(Saved data entries)
______

PR #773, opened 2024-10-07
Minor adjustments for Lenovo Yoga 9 14IAP7

RayJW:
This is a follow-up to my previous PR, which just removes some old properties that still are present in the [wiki](https://github.com/linuxwacom/libwacom/wiki/Tablet-Definition-Files) but not needed any more according to the example file. I also renamed the file to fit with other similar devices and removed the Pen suffix for the Name property since both devices are handled with the same tablet definition.
Last but not least I added the Styli property, not sure if that changes anything, but it should be correct according to all the other Lenovo tablet definitions.

### DIFF
--- a/data/wacom-isdv4-52c2.tablet
+++ b/data/wacom-isdv4-52c2.tablet
@@ -4,18 +4,15 @@
 # https://github.com/linuxwacom/wacom-hid-descriptors/issues/227
 
 [Device]
-Name=Wacom HID 52C2 Pen
+Name=Wacom HID 52C2
 ModelName=WACF2200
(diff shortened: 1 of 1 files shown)


whot:
Please change the commit message to something like "data: fix outdated properties for Lenovo Yoga 9 14IAP7" - unfortunately I can't do this for a single commit MR. Thanks

whot:
oh, and I've fixed the wiki, at least that page, thanks

whot (approved):

whot:
merged, thanks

______

▶ [Requirement] Starting at the line with "Please change the", copy every line down to the last one above, exactly as written and with nothing else.

▶ [Exercise result]
Please change the commit message to something like "data: fix outdated properties for Lenovo Yoga 9 14IAP7" - unfortunately I can't do this for a single commit MR. Thanks

whot:
oh, and I've fixed the wiki, at least that page, thanks

whot (approved):

whot:
merged, thanks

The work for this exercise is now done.